Движение литературы сегодня происходит на такой глубине, что критика теряет смысл и чутье. Не видит большого сюжета, не понимает, куда мы движемся.

Речь ведь сейчас идет не о борьбе направлений, стилей и школ, а об изменении самого представления о том, что такое литература, зачем и как она может развиваться в мире, центром которого перестало быть слово.

В этих условиях заняться разбором книжных развалов - самый честный выход.

Наивный, «простой» читатель с благодарностью и увлечением встречает книжные рекомендации - и сам их пишет.

Избыточность критики в такой ситуации признают даже сами книжные обозреватели. Которым оставляют все меньше места для обоснования их указующего жеста.

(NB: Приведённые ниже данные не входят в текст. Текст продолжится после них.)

PR #3421, opened 2026-07-16
mcp: raise FabricError when the weave server is unreachable

andrewgazelka:
When the weave server is unreachable, `fabric.claude.session` / `fabric.run` surfaced a raw `httpx.ConnectError` traceback from `weave.put_blob`. This PR translates connection failures (`httpx.ConnectError`, `httpx.ConnectTimeout`) at fabric's submit boundary into `FabricError` with the operational handles:

```
FabricError: fabric: weave server unreachable (All connection attempts failed); health check: `curl -s http://127.0.0.1:7677/api/info`; restart: `launchctl kickstart -k gui/501/org.nix-community.home.weave-serve`
```

The health-check URL is derived from the request that actually failed, so a `WEAVE_URL` override shows the real target. Recording still fails loud; there is deliberately NO skip/spool fallback (that design is #3419).

Also cuts the kernel store flusher's per-retry `weave write failed, retrying` stderr spam to one loud line per reachable->unreachable transition (same handles in the message) plus one line on recovery; the backoff retry behavior itself is unchanged.

## Tests
- `test_run_weave_unreachable_raises_fabric_error`, `test_session_weave_unreachable_raises_fabric_error` (server absent: transport-level connect refusal; asserts the SDK client never spawns)
- `test_unreachable_logs_once_per_transition` (3 consecutive write failures then recovery: exactly one loud line, one recovery line)
- All 36 tests in `src/fabric/test_fabric.py` + `tests/test_store_auth.py` pass locally; live repro against a closed port produces the message above.

Note: draft PRs #3360 and #2807 touch the same regions (fabric submit path, `_writer` retry print) and will need a trivial rebase after this lands.

Fixes #3416

> [!NOTE]
> ### Raise `FabricError` when the weave server is unreachable during journal operations
> - Adds a `_journal` async helper in [`fabric/__init__.py`](https://github.com/indexable-inc/index/pull/3421/files#diff-4296e34ab4fac6c0d5c1e02c185abf6314d10be93f0ab536a5b7f7d61f588bd6) that catches `httpx.ConnectError` and `httpx.ConnectTimeout` and re-raises them as `FabricError` with an actionable message (curl health-check URL and `launchctl` restart command).
> - Wraps `weave.put_blob` and `weave.assert_facts` calls in both [`fabric/__init__.py`](https://github.com/indexable-inc/index/pull/3421/files#diff-4296e34ab4fac6c0d5c1e02c185abf6314d10be93f0ab536a5b7f7d61f588bd6) and [`claude.py`](https://github.com/indexable-inc/index/pull/3421/files#diff-a3385e17c91b79847e45af2e742bb2999d0bdcfa37e20a74f40e55d9428219a0) with `_journal`, so connectivity failures surface as `FabricError` instead of raw httpx exceptions.
> - Updates [`store.py`](https://github.com/indexable-inc/index/pull/3421/files#diff-a4763dded9f44ec2a563e568a62d900b996c6a956b6de36462468f1d2b03b976) background writer to log one detailed failure message per outage and one recovery message on success; repeated failures during backoff no longer spam stderr.
>
> 
>
> <sup><a href="https://app.macroscope.com">Macroscope</a> summarized 56e8ef2.</sup>
> 
>


andrewgazelka:
Heads-up for sequencing with #3437 (issue #3419, steps 3+4 of #3418).

#3437 replaces the store's `_writer` thread and the fabric spawn-path weave RPCs with a local fsync'd spool (`weave.spool.Spool`) plus a background flusher: intent is durable locally before any subprocess spawns, and there is no synchronous weave call left on the spawn path. That means two pieces of this PR target code paths #3437 deletes:

- the `_journal()` FabricError wrapper around `put_blob`/`assert_facts` on the spawn path (those calls no longer exist there), and
- the one-loud-line handling in the store `_writer` (the writer thread is gone; the spool owns the once-per-URL unreachable/reachable-again latch).

The FabricError boundary is still valuable on the READ paths (`query`/`watch`/`wait`), which #3437 does not touch.

Whichever PR lands second rebases; happy to do the rebase on my side if this lands first. If you'd rather rescope this PR to the read paths now, that avoids the conflict entirely.

_sent by an AI agent via Claude Code_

В конце концов, для привлечения внимания к книге куда эффективней снимок обложки и пара эмоциональных, намеренно нечленораздельных фраз, нежели критический разбор.

Потому что, стоит критику сказать заветное: понравилось, и не могу, знаешь, брат, объяснить, почему, - читатель куплен искренностью и чует родную душу.

«Бери, не думай!» - таков мог бы быть лозунг новой критики, ставшей наконец эффективным инструментом пиара и продаж.

Но критика - знаешь, брат, она по-прежнему для тех, кто думает.


Скажу больше: критика сегодня - не профессия, а способ жизни.


Она утверждает ценность осмысленного существования.

Такого, когда ты берешь, подумав, и отдаешь себе отчет в том, куда движешься.

Когда понимаешь себя.

Контакт со своим внутренним ребенком, со своим «нравится» и «хочу» - и осознанность в реализации того, чего захотелось, - по мнению психологов, вот основа гармоничной жизни.

И критика - наглядное воплощение такой парадоксальной гармонии интуиции и ума, инстинкта и идеала.

Присмотритесь, кстати, к выборке книг у книжных обозревателей.

Ведь сегодня, когда нет единого большого процесса литературы, а книг выходит столько, что не хватит жизни прочесть, выбор книги - первый и самый принципиальный критический шаг.

Из этих шагов постепенно, уверена, сложится русло новой литературы.

Протоптанное скорыми и не глубоко пропечатывающимися в вечности стопами новейших критиков.